Today I had to work with some legacy code.  It was originally written in Delphi and then converted line by line to C#.  Before changing anything in the code I decided to create unit tests and make sure that I have 100% coverage.

One of the thing I had to do in my unit test is to mock DataTable.  Here are the steps I made during mocking.

  1. Create needed columns in a DataTable.
  2. Create a new DataRow.
  3. Assign values to the row.
  4. Finally add the row to the DataTable.

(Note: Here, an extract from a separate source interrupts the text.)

PR #480, opened 2025-01-28
Use _GNU_SOURCE on glibc-based platforms

janmojzis:
### Proposed changes

Define _GNU_SOURCE not only on GNU/Hurd, but also other glibc-based platforms including GNU/kFreeBSD.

Repeat steps 2- 4 for each row you want to add to your DataTable.

Here’s the example:

   1: [Test]
   2: public void HolidayTest()
   3: {
   4:   MockRepository mocks = new MockRepository();
   5:   ICompanyDAL dalMock = mocks.CreateMock<ICompanyDAL>();
   6:   // Create DataTable
   7:   DataTable fakeHolidays = new DataTable();
   8:   // 1. Add Columns
   9:   fakeHolidays.Columns.Add("Holiday", typeof (DateTime));
  10:   fakeHolidays.Columns.Add("Name", typeof(string));
  11:   // 2. Create new DataRow
  12:   DataRow dayRow = fakeHolidays.NewRow();
  13:   // 3. Assign values to the row
  14:   dayRow["Holiday"] = DateTime.Parse("07/04/2008");
  15:   dayRow["Name"] = "Independence Day";
  16:   // 4. Add the row to the DataTable
  17:   fakeHolidays.Rows.Add(dayRow);
  18:   _pgDate.CompanyDal = dalMock;
  19:   using (mocks.Record())
  20:   {
  21:     Expect.Call(dalMock.GetHolidays()).Return(fakeHolidays);
  22:   }
  23:   using (mocks.Playback())
  24:   {
  25:     DataTable holidays = _pgDate.Holidays;
  26:     Assert.GreaterThan(holidays.Rows.Count, 0);
  27:   }
  28: }

I used Rhino.Mocks as my mocking framework in the example above.